PR #1535, opened 2023-02-09
chore: Add browser resolution to scan summary

katydecorah:
#### Details

This pull request proposes two changes:

1. Replace hardcoded `browserResolution` with the value from `scanMetadata`. 
1. Add the browser resolution to the scan summary.

Link to canary build:
- I pushed this branch to my staging extension, here's the scan summary: https://dev.azure.com/accessibility-insights-private/Accessibility%20Insights%20(private)/_build/results?buildId=42010&view=ms.vss-build-web.run-extensions-tab

##### Motivation

Last year, the scan package experienced a regression where it was scanning at 800x600. Our tests did not catch this regression as the browser resolution value was hardcoded and the codebase didn't have a snapshot test to captures the value. Adding the browser resolution to the scan summary will allow us to track this value (with e2e test) while also providing users with extra metadata about their scan.

#### Pull request checklist


packages/ado-extension/e2e/ado-extension.test.ts
```diff
@@ -9,6 +9,40 @@ describe('Sample task tests', () => {
     beforeEach(() => {
         inputs = {};
     });
+
+    it('returns expected markdown report', () => {
```
katydecorah, line 13: Note: I think an e2e test might be the best way to track the actual browser resolution value pulled from the scan package. Instead of capturing just the one sentence containing the browser resolution, this test expands to the greater markdown report so we can have a higher resolution snapshot (for example, axe-core version is another value that is pulled in from elsewhere).

brocktaylor7 (approved):
Looks great! I really like this change. 

Great work, Katy! 👏

PR #1538, opened 2023-02-10
feat(telemetry-and-inputs): add staticSiteDir telemetry

brocktaylor7:
#### Details

This adds staticSiteDir to the list of inputs telemetry that we're collecting.  

Rather than collect the entire value for `staticSiteDir`, this records a `staticSiteDirSet` boolean value, as we don't need to know the path, only if they're using the input or not.

##### Motivation

We want to track how often the static site option is being used with the end goal of removing it in the future if it is not being used much. Removing this input in the future would allow us to also remove the `dynamicSite` and `staticSite` options that tend to cause confusion for many teams onboarding. It also wouldn't prevent people from scanning static sites, they would just need to serve those sites in the pipeline on their own.

#### Pull request checklist

- [x] Ran prechecking (`yarn prechecking`)

### DIFF
--- a/packages/ado-extension/src/task-config/ado-task-config.ts
+++ b/packages/ado-extension/src/task-config/ado-task-config.ts
@@ -32,14 +32,12 @@ export class ADOTaskConfig extends TaskConfig {
         return this.memoizedReportOutDir;
     }
 
-    public getStaticSiteDir(): string {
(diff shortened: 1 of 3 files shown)


ThanyaLeif (approved):
🚢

- PROBLEM TO WORK ON -
When a line above contains the string "approved", copy that line.

- ANSWER BELOW -
brocktaylor7 (approved):
ThanyaLeif (approved):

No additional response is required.